I'll have to look into that.


----------



## Howard (Dec 7, 2004)

Oldsarge said:


> It's not just them. How many allegedly grown men do you see in restaurants with their ball caps/Western hats on at the table? Too dern many, that's how many. Of course, the fool restaurants that don't provide at least a hook to hang it from are just as much to blame.


I don't see many of them anymore.


----------



## Mute (Apr 3, 2005)

Oldsarge said:


> True. Anyone in SoCal serious about a man's hat these days must resort to the 'Net, though I have been informed that what is referred to as the 'borscht belt' in Los Angeles does have some and I believe there is one in Pasadena. I don't consider the Hat Shoppe in Seaport Village particularly serious . . .


I agree. I've tried a few here in SoCal including Hat Shoppe, Hollywood Hatters and Goorin Bros. in Pasadena. I finally gave up and gave in. I ordered a custom hat from Vintage Silhouette. I'm glad I did.


----------



## Oldsarge (Feb 20, 2011)

Sad, isn't it? It seems that sending off to Australia or having bespoke are one's sole choices any more.


----------



## Mute (Apr 3, 2005)

Oldsarge said:


> Sad, isn't it? It seems that sending off to Australia or having bespoke are one's sole choices any more.

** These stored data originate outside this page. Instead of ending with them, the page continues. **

PR #4166, opened 2026-05-15
fix(core): refresh systemInstruction in setTools() so progressive MCP tools reach the model

### LINKED ISSUE #4163: MCP tools silently unavailable in headless --prompt mode after progressive-MCP rollout
### What happened?

Running `qwen --prompt "..."` against an MCP server configured in `~/.qwen/settings.json` no longer gives the model access to that server's tools. The CLI starts, the server connects, but the model answers the prompt as if no MCP tools were available — it never calls them.

The bundled integration test makes this easy to reproduce. With an `addition-server` MCP exposing one `add(a, b)` tool, the test asks the model `add 5 and 10, use tool if you can.` On `main` today the model answers `15` directly without invoking `mcp__addition-server__add`. The test has been failing all three retries on the scheduled `Release` workflow since 2026-05-14:

- 2026-05-13 scheduled release at `14512080e` — **green**
- 2026-05-14 scheduled release at `d343e2c15` — red, only the integration-test jobs failing
- 2026-05-15 scheduled release at `cc800d013` — red, same failure

Both the No-Sandbox and Docker integration-test jobs fail identically.

The failure is not a flake — it reproduces deterministically locally on my machine in 167s (all retries exhausted) with the same `Expected to find an add tool call` assertion error.

Headless `--prompt` runs should see the same MCP tool surface as interactive sessions. If I configure an MCP server in settings, the model should be able to call its tools on the first prompt, exactly as it could before the progressive-MCP availability change.

### Steps to reproduce

1. Check out `main`.
2. `npm install && npm run build && npm run bundle`
3. `cd integration-tests && QWEN_SANDBOX=false npx vitest run cli/simple-mcp-server.test.ts`
4. Observe: the test fails with `Expected to find an add tool call: expected false to be truthy` on all three retries.
5. Re-run with the documented rollback flag: `QWEN_CODE_LEGACY_MCP_BLOCKING=1 QWEN_SANDBOX=false npx vitest run cli/simple-mcp-server.test.ts`
6. Observe: the test passes on the first try in ~27 seconds.

### Where this regressed

[#3994 — feat(perf): progressive MCP availability — MCP no longer blocks first input](https://github.com/QwenLM/qwen-code/pull/3994) (commit `d343e2c15`) — the only commit in the 2026-05-13 → 2026-05-14 bisect window that touches MCP discovery or tool registration.

The PR's intent is sound: the `--prompt` path in `packages/cli/src/gemini.tsx` does explicitly `await config.waitForMcpReady()` before sending the first request, exactly as the PR description requires. And `startMcpDiscoveryInBackground` does call `await this.geminiClient?.setTools()` after discovery completes, with a comment noting this is the only path that updates `chat.tools` for non-interactive runs.

But the wiring isn't actually flowing through to the model — even after `waitForMcpReady()` resolves, the next `sendMessage` is dispatched without the MCP tool in scope. So either `setTools()` is racing the chat's first turn, or the tool list it pushes isn't being picked up by `GeminiChat`, or something is stripping MCP tools from the request after `setTools()` runs.

The legacy synchronous path (gated by `QWEN_CODE_LEGACY_MCP_BLOCKING=1`) has none of this and the model picks up the tool reliably — which is the evidence that this is a wiring issue in the new path, not a model-behavior shift.

### Why this matters

Anyone running `qwen` non-interactively with MCP servers (CI pipelines, scripts, batch jobs, ACP integrations using the single-prompt path) is silently running with built-in tools only. There is no error message; the model just produces an answer without invoking the configured server. For workflows that exist specifically to call out to an MCP server, the result is silently wrong rather than failing loud.

The `QWEN_CODE_LEGACY_MCP_BLOCKING=1` flag is a viable short-term escape hatch, but it's an internal rollback meant for diagnosis, not a long-term answer — and it costs the startup-latency win the PR set out to deliver.

### Suggested next step

Investigate why the post-discovery `setTools()` in `Config.startMcpDiscoveryInBackground` (`packages/core/src/config/config.ts:1406-1431`) is not making the MCP tools visible to the first non-interactive model request, even though `await config.waitForMcpReady()` resolves before that request is dispatched. The interactive path uses a different mechanism (the `mcp-client-update` subscriber in `AppContainer`) and is presumably unaffected.

### Workaround

Set `QWEN_CODE_LEGACY_MCP_BLOCKING=1` in the environment for non-interactive runs. The release workflow should set this on the integration-test jobs to unblock CI while the root cause is fixed.

chiga0:
## Summary

Fixes #4163. Headless `--prompt` runs silently lost every MCP tool after PR #3994 (progressive MCP availability) because `setTools()` only refreshed `chat.tools` — not the system prompt — and MCP tools are `shouldDefer=true` so they never appear in the `tools` declaration list anyway. The model had no signal that any MCP tool existed and never invoked `ToolSearch` to reveal one.

- `setTools()` now rebuilds the system instruction with the up-to-date deferred-tools summary and re-binds it to the live chat. Same call site, additive contract.
- Extracted `resolveDeferredToolsForSystemPrompt()` so `startChat()` / `setTools()` / `refreshSystemInstruction()` cannot drift apart again. The `!toolSearchAvailable → eager-reveal` guard now applies on every refresh path, not just startup — closing a second silent-disappearance window for sessions running `--exclude-tools tool_search`.
- `Config.startMcpDiscoveryInBackground`'s trailing `geminiClient.setTools()` already runs after `await waitForMcpReady()`, so the non-interactive path picks up the fix without any change to `gemini.tsx`. Interactive mode is fixed at the same time via `AppContainer`'s `mcp-client-update` batch flush.

## Why this didn't break the legacy path

`QWEN_CODE_LEGACY_MCP_BLOCKING=1` runs MCP discovery synchronously inside `createToolRegistry`, so by the time `startChat()` runs, `getDeferredToolSummary()` already lists MCP tools. The legacy path was correct by accident of ordering — and remains correct after this fix.

## Why this doesn't undo PR #3994's startup win

`startChat()` still runs without waiting for MCP. The only extra work is one `getMainSessionSystemInstruction()` string composition inside `setTools()` after discovery settles — sub-millisecond, well after first-screen.

## Test plan

- [x] `packages/core/src/core/client.test.ts` — three new cases in `setTools — system instruction refresh`: newly-arrived MCP tool reaches the deferred-tools arg; already-revealed tools filtered out; `!toolSearchAvailable` triggers eager-reveal and renders without the deferred-tools section.
- [x] Full `client.test.ts` (107 tests) green.
- [x] `tool-search.test.ts`, `skill-manager.test.ts`, `agent.test.ts`, `agent-override.test.ts`, `mcp-client-manager.test.ts`, `AppContainer.test.tsx` — all callers of `setTools()` — green (267 tests total).
- [x] `tsc --noEmit` clean.
- [x] eslint clean.
- [ ] CI: `integration-tests/cli/simple-mcp-server.test.ts` expected to pass on first try without `QWEN_CODE_LEGACY_MCP_BLOCKING=1`. (Local re-run not performed — requires real model credentials.)


packages/core/src/core/client.ts
```diff
@@ -376,11 +376,25 @@ export class GeminiClient {
...
+    // Rebuild the system instruction so its "Deferred Tools" section
+    // matches the registry's current state. Without this refresh, MCP
+    // tools that land in the registry after startChat() (progressive
+    // discovery — see Config.startMcpDiscoveryInBackground) stay invisible
+    // to the model: they're filtered out of `toolDeclarations` by
+    // `shouldDefer`, and the prompt's deferred listing was frozen at the
+    // built-in-only snapshot taken inside startChat(). The model then has
+    // no signal that an MCP tool exists and never invokes ToolSearch to
+    // reveal it — silently regressing non-interactive `--prompt` runs.
+    this.getChat().setSystemInstruction(
```
chiga0, line 409: [P1] 这个 `setSystemInstruction()` 在当前 `main` 上会和 #4115 的 SessionStart hook 改动冲突：`startChat()` 现在会先把 `SessionStart` additionalContext 通过 `chat.applySessionStartContext(...)` 追加进去，然后立即调用 `setTools()`。如果 rebase 时保留这里的直接重设 system instruction，它会把刚追加的 hook context 覆盖掉；后续 MCP/skill refresh 触发 `setTools()` 也会再次清掉它。建议像 `refreshSystemInstruction()` 一样在重设后重新 apply `lastSessionStartContext`，或者把 `setTools()` 调整到追加 SessionStart context 之前，并补一个 hook context 不被 setTools 刷掉的回归测试。

chiga0:
# Multi-Round Code Review — PR #4166

## 1) Overview

Fixes a silent regression introduced by PR #3994 (progressive MCP discovery). In non-interactive `--prompt` runs, `chat.tools` was getting updated by the trailing `geminiClient.setTools()` after `waitForMcpReady()`, **but the system instruction was frozen at the built-in-only snapshot taken inside `startChat()`**. Because MCP tools are `shouldDefer=true`, they never appear in the declaration list either — so the model had no signal that *any* MCP tool existed and never invoked `ToolSearch`.

The fix:
- `setTools()` now also rebuilds the system instruction via `setSystemInstruction()`.
- Three call sites (`startChat`, `setTools`, `refreshSystemInstruction`) are refactored to share a single helper `resolveDeferredToolsForSystemPrompt()` so they cannot drift apart again.
- The `!toolSearchAvailable → eager-reveal` guard now applies on every refresh path, not just startup.

---

## 2) Round 1 — Correctness

**Order of operations in `setTools()` (client.ts:377-394)** — correct.
\`\`\`
warmAll() → resolveDeferred (may reveal) → getFunctionDeclarations() (post-reveal) → chat.setTools() → chat.setSystemInstruction()
\`\`\`
Critical detail: `resolveDeferredToolsForSystemPrompt()` runs BEFORE `getFunctionDeclarations()`, so eagerly-revealed tools land in the declaration list in the same call. ✅

**Resume scan ordering in `startChat()` (client.ts:550-565)** — correct. The history-walk `revealDeferredTool` calls happen BEFORE `resolveDeferredToolsForSystemPrompt()` filters out revealed names. The added inline comment (lines 547-549) makes this dependency explicit. ✅

**Idempotence under concurrent `setTools()` callers** — safe. Multiple callers (`tool-search.ts`, `skill.ts`, `agent.ts`, `Config.startMcpDiscoveryInBackground`, `AppContainer` batch flush, `AuthenticateStep`) can run interleaved through `await warmAll()`. Each will read the same final registry state at the post-`await` resume; last writer wins on `chat.systemInstruction` and `chat.tools` with identical content. `Set.add` is idempotent so reveal side-effects are safe to repeat. ✅

**Behavior change in `refreshSystemInstruction()`** — `languageCommand` now triggers `resolveDeferredToolsForSystemPrompt()`, which has a reveal side-effect when ToolSearch is unavailable. By the time `/language` runs, `startChat()` already revealed those tools, so the new reveal is a no-op `Set.add`. The PR body's "second silent-disappearance window" claim holds for the case where `setTools()` registers new deferred tools post-startChat under `--exclude-tools tool_search`. ✅

---

## 3) Round 2 — Tests & coverage

- 3 new unit tests in `client.test.ts:666-790` cover the three branches: (a) normal MCP-arrives-after-startChat path; (b) revealed-deferred-tools filtering; (c) ToolSearch-absent eager-reveal.
- Tests assert the `deferredTools` 4th-arg passed to `getCoreSystemPrompt` rather than rendered strings — sensible given the module-level `vi.mock('./prompts')`. The comment explaining *why* this proxy is meaningful (lines 676-681) is good defensive documentation.
- `lastDeferredArg()` walks `mock.calls[mock.calls.length - 1]` — only reliable because each test clears `getCoreSystemPrompt` with `vi.mocked(getCoreSystemPrompt).mockClear()` before the `setTools()` call. Without that clear, prior `startChat()` calls inside `beforeEach` would shadow the result. The clears are present in all three tests. ✅
- No integration test covering the actual end-to-end `--prompt` regression. That gap pre-exists; not blocking.

Full test runs pass locally: `client.test.ts` (107), `config.test.ts` (144), `mcp-client-manager.test.ts` (19), `tool-search.test.ts` (33), `skill-manager.test.ts` (67), `agent.test.ts` (69), `languageCommand.test.ts` (59).

---

## 4) Round 3 — Side-effects / blast radius

| Caller of `setTools()` | Effect of the new system-instruction rebuild | Risk |
|---|---|---|
| `Config.startMcpDiscoveryInBackground` (trailing) | The intended fix path. One extra prompt composition after MCP settles. | None — already wrapped in try/catch (config.ts:1421) |
| `AppContainer` batched flush | Same — every 16ms batch now also rebuilds the prompt | Sub-ms; runs at most ~60Hz; fine |
| `tool-search.ts:299` reveal callback | Already runs after reveal; prompt now correctly reflects the now-revealed set | Net positive — closes a smaller version of the same bug |
| `skill.ts:158` / `agent.ts:416` | Subagent / skill registration paths | Prompt rebuild was already implied here; previously silently skipped |
| `AuthenticateStep.tsx:132` | After MCP OAuth completion | Net positive |

**Potential concern — startup latency**: `setTools()` now does one extra `getMainSessionSystemInstruction()` call per invocation. That's a sync string composition; sub-millisecond. The PR body's claim that it runs "well after first-screen" is correct for the discovery-trailing path and acceptable for the AppContainer batch path. ✅

**No concern** about subagents mutating parent state: `agent.ts:416` calls `geminiClient.setTools()` on the *parent's* client during `refreshSubagents()` — but that already happened pre-PR. The added prompt rebuild is just a side-effect of the same call.

---

## 5) Round 4 — Code quality / style

**Strengths**:
- Helper extraction prevents the three sites from drifting apart again. Caller-MUST-`warmAll` precondition is documented in the JSDoc (client.ts:491-493).
- Inline comments call out the *why* (silent disappearance is the worst failure mode) — exactly the kind of non-obvious context that survives in `git log`. Comments at lines 383-391 and 547-549 are load-bearing.
- Telemetry expansion (`deferredCount` in `gemini_tools_updated`) gives observability into the new path without a separate event.

**Minor nits** (non-blocking):
- `resolveDeferredToolsForSystemPrompt()` is marked `private` and has a reveal side-effect. The name suggests pure resolution. Acceptable because the JSDoc explicitly calls out "Side effect:", but a future reader skimming the call sites in `setTools()` might miss it. Considered renaming to `prepareDeferredToolsForSystemPrompt` — not worth the churn.
- `client.ts:478` (`refreshSystemInstruction`) and `client.ts:378` (`setTools`) both `await warmAll()` and then call the helper. The helper docstring says "Caller MUST `await toolRegistry.warmAll()` first." A runtime assertion is overkill; status quo is fine.

---

## 6) Round 5 — Security / perf

- No new external input surfaces, no new authn/authz checks needed.
- Prompt-text size: an extra `setSystemInstruction()` doesn't grow the prompt — it replaces it. The deferred-tools section size grows proportional to discovered MCP tools, but that growth would have happened the next turn anyway in the legacy synchronous path.
- No new I/O. Pure registry reads + string build.

---

## 7) Issues found

**None blocking.** This is a tight, well-scoped fix:
- Correct.
- Closes the exact regression named in #4163.
- Closes a related "second silent disappearance" gap for `--exclude-tools tool_search`.
- Refactor is conservative (single private helper, no public-surface changes).
- Test coverage matches the three branches of the new helper.

---

## Summary

PR #4166 is safe to merge. The fix is surgical, addresses both the headline #4163 regression and a related disappearance window, and the shared helper makes future drift between the three call sites mechanically impossible. No correctness, performance, or side-effect concerns surfaced after 5 review rounds. Existing test suites (548 tests across the touched packages) all pass.

---

_Generated by Claude Opus 4.7 (claude-opus-4-7)_

packages/core/src/core/client.ts
chiga0: 已在合并 main（#4115 SessionStart hook）时按你的建议处理：

**修复**（commit ebe27b83c）：`setTools()` 在 `setSystemInstruction` 之后会重新 apply `lastSessionStartContext`，镜像 `refreshSystemInstruction()` 的模式。这样 startChat 末尾的 setTools、AppContainer 16ms 批量 flush、以及 `waitForMcpReady` 之后的 trailing setTools 都不会再把 hook context 擦掉。

**回归测试**（commit 6ff1c4892）：新增 `preserves SessionStart additionalContext when refreshing via setTools`，组合调用 startChat（带 SessionStart hook）+ 显式 setTools，断言最终 systemInstruction 同时包含 refreshed base prompt 和 `<qwen:session-start-context>` 块。

Generated by claude-opus-4-7

chiga0:
## Review triage

针对最新两轮评论的处理（**严格区分 real vs false positive**，**不偏离 PR 主线**）：

### ✅ Real issue — handled

- **chiga0's P1 (inline @ `packages/core/src/core/client.ts:409`)** — "setTools 会把 SessionStart hook context 擦掉，需要回归测试"
  - **修复**: 合并 main（#4115）冲突时已加入：`setTools()` 在 `setSystemInstruction()` 后会重新 apply `lastSessionStartContext`，镜像 `refreshSystemInstruction` 的模式（commit `ebe27b83c`）。
  - **回归测试**: 新增 `preserves SessionStart additionalContext when refreshing via setTools` —— startChat（带 SessionStart hook）+ 显式 setTools，断言最终 systemInstruction 同时含刷新后的 base prompt 和 `<qwen:session-start-context>` 块（commit `6ff1c4892`）。

### ❌ False positive — skipped

- **🟡 High (`packages/core/src/core/client.ts:475-485`)**: bot 声称 `refreshSystemInstruction()` 仍然内联了重复逻辑（`getDeferredToolSummary` / `toolSearchAvailable` / filter）。**实际代码已经使用 `this.resolveDeferredToolsForSystemPrompt()`**，bot review 的代码片段并不存在于当前分支。可对照 `client.ts:507-508`。

### ⏭️ Out of mainline — intentionally skipped

为了**不偏离 PR 主线**（修复 progressive MCP 下 systemInstruction 不刷新的 silent regression），以下风格/范围扩展建议**本 PR 不处理**：

- 🟢 把 inline 注释（client.ts:383-391）改短并改成"see PR #4166"：注释解释了 *why*，而 PR 链接随仓库迁移会失效；保留原文。
- 🟢 把 `resolveDeferredToolsForSystemPrompt` 改名以暗示 side-effect：JSDoc 已显式标注 "Side effect:"，私有方法且仅 3 个调用点，改名是纯风格择优。
- 🔵 把 test helpers `getRegistryMock` / `lastDeferredArg` 提到 module scope：仅 3 个测试使用，提取后反而散开上下文。
- 🔵 给 `recordStartupEvent('gemini_tools_updated')` 加 `toolSearchAvailable`：可观测性增强，但属另一 PR。
- 🔵 把 `startChat()` 中 resume-history scan 改成 early-return：当前结构没问题，重写属纯 cosmetic。

Generated by claude-opus-4-7

tanzhenxin (approved):
## Review

Diagnosis is exact. After PR #3994 made MCP discovery progressive, `setTools()` was the only post-init refresh the non-interactive path waited on, but it only updated the tool declarations — and MCP tools are deferred, so they reach the model exclusively through the system prompt's deferred-tools listing, which stayed frozen at the built-in-only snapshot taken at chat construction. The fix rebuilds the system instruction from the same builder used at chat construction and re-applies the cached SessionStart context block. The shared helper that drives `startChat`, `setTools`, and `refreshSystemInstruction` also centralises the eager-reveal-when-ToolSearch-unavailable branch, which closes a parallel disappearance window for `--exclude-tools tool_search` sessions.

I traced all three claims end-to-end: the non-interactive path picks up the fix via the `setTools()` continuation that `waitForMcpReady` already awaits; interactive mode picks it up via the AppContainer batched `mcp-client-update` flush; and the legacy synchronous path is a correct no-op because MCP discovery runs before chat construction. The follow-up SessionStart-preservation test is the right regression guard.

### Verdict

APPROVE — fix is correct, minimal, well-tested, and the three refresh sites now share one helper so they cannot drift again.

It is. How will wearing hat ever have a chance when the best you can do locally is to find a wool fedora that isn't entirely atrocious. I try to completely deny the existence of those all too popular but ugly, tiny brimmed, cloth trilby hats that are passed off as fedoras nowadays.


----------



## Oldsarge (Feb 20, 2011)

Well, I look at them along the lines of the childrens' stories about _Captain Underpants_. Yes, both are vulgar and somewhat grotesque but they do have the possibility of acting as gateways to better taste in both literature and mens hats. I know that sounds unlikely but I have seen a little boy who wouldn't ready anything but the damned CU series suddenly come alive to _The Wind in the Willows._ So it can happen. My own nephew in his current somewhat impoverished state cannot afford anything but cheap stingy brims. So I gave him a decent panama. He wears it. I'm looking to getting him an Akubra stylemaster either for Christmas or his next birthday. Those crummy stingies do have their place. It's just a very low one.


----------



## mhdena (Jan 4, 2008)

Mute said:


> I agree. I've tried a few here in SoCal including Hat Shoppe, Hollywood Hatters and Goorin Bros. in Pasadena. I finally gave up and gave in. I ordered a custom hat from Vintage Silhouette. I'm glad I did.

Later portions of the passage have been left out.